YOUR GOAL
Gather each line of the records where "files" appears.

· · · · ·

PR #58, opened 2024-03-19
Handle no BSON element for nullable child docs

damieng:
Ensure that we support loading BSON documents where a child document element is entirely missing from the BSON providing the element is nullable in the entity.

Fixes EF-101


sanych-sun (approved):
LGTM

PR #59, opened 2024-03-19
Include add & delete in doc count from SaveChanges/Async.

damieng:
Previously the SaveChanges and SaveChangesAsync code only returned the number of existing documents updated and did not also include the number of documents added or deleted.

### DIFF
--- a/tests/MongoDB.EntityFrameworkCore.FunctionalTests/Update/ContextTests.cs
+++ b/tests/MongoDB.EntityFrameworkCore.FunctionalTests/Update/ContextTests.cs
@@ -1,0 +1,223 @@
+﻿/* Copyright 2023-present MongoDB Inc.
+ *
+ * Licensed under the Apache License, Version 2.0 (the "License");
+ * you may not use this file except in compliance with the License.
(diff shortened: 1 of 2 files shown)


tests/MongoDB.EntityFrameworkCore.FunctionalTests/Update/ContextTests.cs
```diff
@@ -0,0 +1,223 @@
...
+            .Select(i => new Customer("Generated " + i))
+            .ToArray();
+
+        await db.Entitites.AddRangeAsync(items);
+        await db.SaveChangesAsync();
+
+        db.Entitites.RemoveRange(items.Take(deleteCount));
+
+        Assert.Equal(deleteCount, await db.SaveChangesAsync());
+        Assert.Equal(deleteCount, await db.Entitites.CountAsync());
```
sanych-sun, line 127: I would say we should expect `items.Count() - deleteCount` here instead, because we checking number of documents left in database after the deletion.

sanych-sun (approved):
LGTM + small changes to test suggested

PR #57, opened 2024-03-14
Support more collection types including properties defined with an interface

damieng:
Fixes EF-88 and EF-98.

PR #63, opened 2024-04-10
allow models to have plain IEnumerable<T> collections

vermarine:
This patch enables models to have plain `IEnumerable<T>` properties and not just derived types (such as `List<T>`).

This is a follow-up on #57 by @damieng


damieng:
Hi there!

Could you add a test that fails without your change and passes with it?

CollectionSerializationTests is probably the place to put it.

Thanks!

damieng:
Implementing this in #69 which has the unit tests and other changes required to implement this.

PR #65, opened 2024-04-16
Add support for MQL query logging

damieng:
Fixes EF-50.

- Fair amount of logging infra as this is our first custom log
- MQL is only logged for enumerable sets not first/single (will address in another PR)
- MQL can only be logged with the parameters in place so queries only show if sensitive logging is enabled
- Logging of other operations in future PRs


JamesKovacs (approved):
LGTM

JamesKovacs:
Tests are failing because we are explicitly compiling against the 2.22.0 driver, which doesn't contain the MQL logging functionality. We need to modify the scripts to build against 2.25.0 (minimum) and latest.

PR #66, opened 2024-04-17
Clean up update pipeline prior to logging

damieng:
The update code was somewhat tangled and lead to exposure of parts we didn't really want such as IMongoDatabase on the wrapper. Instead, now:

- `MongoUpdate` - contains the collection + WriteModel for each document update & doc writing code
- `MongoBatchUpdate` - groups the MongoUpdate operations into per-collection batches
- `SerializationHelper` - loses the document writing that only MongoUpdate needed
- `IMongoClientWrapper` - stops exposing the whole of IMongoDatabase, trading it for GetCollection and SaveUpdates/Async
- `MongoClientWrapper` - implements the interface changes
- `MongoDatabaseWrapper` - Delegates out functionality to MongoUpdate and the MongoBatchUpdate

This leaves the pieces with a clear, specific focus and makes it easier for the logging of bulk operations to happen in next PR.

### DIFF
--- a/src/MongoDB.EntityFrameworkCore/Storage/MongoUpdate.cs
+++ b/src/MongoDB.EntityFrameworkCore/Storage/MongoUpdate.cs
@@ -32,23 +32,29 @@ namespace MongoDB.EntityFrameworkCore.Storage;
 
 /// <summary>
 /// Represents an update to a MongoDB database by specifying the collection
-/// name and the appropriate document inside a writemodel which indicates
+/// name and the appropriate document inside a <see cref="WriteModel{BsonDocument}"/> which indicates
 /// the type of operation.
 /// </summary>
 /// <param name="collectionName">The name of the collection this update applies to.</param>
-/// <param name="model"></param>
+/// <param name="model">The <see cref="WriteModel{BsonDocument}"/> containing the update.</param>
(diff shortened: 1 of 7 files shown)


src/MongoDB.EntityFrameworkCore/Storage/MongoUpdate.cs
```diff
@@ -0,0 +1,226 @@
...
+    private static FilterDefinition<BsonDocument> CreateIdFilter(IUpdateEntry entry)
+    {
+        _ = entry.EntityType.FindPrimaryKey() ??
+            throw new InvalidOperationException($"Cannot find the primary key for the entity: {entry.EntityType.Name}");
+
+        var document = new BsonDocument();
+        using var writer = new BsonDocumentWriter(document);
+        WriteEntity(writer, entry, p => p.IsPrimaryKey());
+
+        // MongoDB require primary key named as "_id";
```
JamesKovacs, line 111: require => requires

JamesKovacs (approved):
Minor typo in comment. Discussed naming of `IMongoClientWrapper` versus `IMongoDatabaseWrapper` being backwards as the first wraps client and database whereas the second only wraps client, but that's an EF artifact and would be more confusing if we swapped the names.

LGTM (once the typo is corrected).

· · · · ·

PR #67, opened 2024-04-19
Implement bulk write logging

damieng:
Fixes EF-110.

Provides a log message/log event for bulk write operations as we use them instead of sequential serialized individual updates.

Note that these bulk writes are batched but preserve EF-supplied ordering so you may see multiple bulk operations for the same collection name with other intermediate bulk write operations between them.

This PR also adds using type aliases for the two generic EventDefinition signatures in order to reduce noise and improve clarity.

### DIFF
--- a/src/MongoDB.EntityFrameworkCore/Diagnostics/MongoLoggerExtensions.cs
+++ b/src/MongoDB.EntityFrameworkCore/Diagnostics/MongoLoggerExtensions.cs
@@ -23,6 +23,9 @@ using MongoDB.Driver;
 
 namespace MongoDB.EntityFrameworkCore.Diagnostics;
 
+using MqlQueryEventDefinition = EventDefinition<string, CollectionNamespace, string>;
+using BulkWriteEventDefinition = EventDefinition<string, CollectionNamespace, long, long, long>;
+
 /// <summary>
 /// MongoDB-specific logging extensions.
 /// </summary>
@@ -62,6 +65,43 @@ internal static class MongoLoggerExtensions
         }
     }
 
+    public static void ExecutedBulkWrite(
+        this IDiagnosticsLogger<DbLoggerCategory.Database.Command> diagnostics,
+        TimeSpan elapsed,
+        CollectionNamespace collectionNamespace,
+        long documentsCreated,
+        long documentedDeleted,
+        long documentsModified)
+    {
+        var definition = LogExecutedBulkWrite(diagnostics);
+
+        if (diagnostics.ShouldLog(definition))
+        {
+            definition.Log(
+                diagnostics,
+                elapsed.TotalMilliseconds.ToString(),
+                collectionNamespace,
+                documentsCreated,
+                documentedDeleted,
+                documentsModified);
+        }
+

· · · · ·

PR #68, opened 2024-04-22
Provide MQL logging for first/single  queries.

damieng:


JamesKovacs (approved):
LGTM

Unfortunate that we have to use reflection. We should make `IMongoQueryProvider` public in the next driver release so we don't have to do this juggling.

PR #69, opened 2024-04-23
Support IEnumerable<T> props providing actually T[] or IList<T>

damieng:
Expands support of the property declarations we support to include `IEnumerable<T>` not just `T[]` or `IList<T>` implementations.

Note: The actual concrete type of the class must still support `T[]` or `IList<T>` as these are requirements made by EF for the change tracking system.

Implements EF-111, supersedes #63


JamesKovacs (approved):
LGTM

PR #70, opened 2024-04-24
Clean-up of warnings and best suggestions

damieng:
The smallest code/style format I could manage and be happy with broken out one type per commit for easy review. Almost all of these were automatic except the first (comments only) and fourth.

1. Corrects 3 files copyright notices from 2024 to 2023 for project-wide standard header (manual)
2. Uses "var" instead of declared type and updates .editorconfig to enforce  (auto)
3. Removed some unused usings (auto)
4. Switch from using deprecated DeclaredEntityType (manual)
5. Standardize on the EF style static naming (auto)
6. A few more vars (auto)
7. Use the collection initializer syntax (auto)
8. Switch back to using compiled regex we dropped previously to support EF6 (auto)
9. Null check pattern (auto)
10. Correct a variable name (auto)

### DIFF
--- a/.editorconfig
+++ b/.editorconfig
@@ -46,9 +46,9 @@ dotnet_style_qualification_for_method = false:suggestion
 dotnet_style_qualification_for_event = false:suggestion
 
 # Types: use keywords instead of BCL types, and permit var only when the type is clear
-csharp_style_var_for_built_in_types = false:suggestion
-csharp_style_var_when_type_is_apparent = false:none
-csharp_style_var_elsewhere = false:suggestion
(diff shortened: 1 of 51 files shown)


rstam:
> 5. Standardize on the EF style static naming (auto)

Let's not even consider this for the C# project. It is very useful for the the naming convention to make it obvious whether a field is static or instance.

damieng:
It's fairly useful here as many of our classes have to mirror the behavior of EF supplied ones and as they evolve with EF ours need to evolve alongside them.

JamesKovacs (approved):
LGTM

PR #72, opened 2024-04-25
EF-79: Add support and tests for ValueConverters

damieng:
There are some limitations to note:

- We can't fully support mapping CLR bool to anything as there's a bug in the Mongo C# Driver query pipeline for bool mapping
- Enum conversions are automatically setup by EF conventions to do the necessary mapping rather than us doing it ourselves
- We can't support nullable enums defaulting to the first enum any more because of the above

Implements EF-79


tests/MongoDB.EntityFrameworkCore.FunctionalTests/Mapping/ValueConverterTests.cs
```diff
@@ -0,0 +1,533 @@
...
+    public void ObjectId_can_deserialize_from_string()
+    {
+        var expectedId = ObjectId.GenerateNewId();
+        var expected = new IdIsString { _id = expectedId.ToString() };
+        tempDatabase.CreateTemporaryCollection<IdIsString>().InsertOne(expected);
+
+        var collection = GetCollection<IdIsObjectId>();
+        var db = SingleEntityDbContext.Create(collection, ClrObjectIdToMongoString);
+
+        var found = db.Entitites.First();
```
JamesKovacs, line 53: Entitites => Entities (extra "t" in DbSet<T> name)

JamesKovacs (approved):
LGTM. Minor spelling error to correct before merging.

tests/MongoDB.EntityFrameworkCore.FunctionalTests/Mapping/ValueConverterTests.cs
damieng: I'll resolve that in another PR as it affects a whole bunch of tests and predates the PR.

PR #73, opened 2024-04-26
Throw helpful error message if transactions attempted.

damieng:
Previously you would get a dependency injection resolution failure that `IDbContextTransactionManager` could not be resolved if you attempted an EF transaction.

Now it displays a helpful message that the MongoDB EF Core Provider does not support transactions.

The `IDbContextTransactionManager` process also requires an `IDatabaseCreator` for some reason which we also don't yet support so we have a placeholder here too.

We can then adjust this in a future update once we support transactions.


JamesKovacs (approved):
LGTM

· · · · ·

ANSWER SECTION
(diff shortened: 1 of 2 files shown)
(diff shortened: 1 of 7 files shown)
1. Corrects 3 files copyright notices from 2024 to 2023 for project-wide standard header (manual)
(diff shortened: 1 of 51 files shown)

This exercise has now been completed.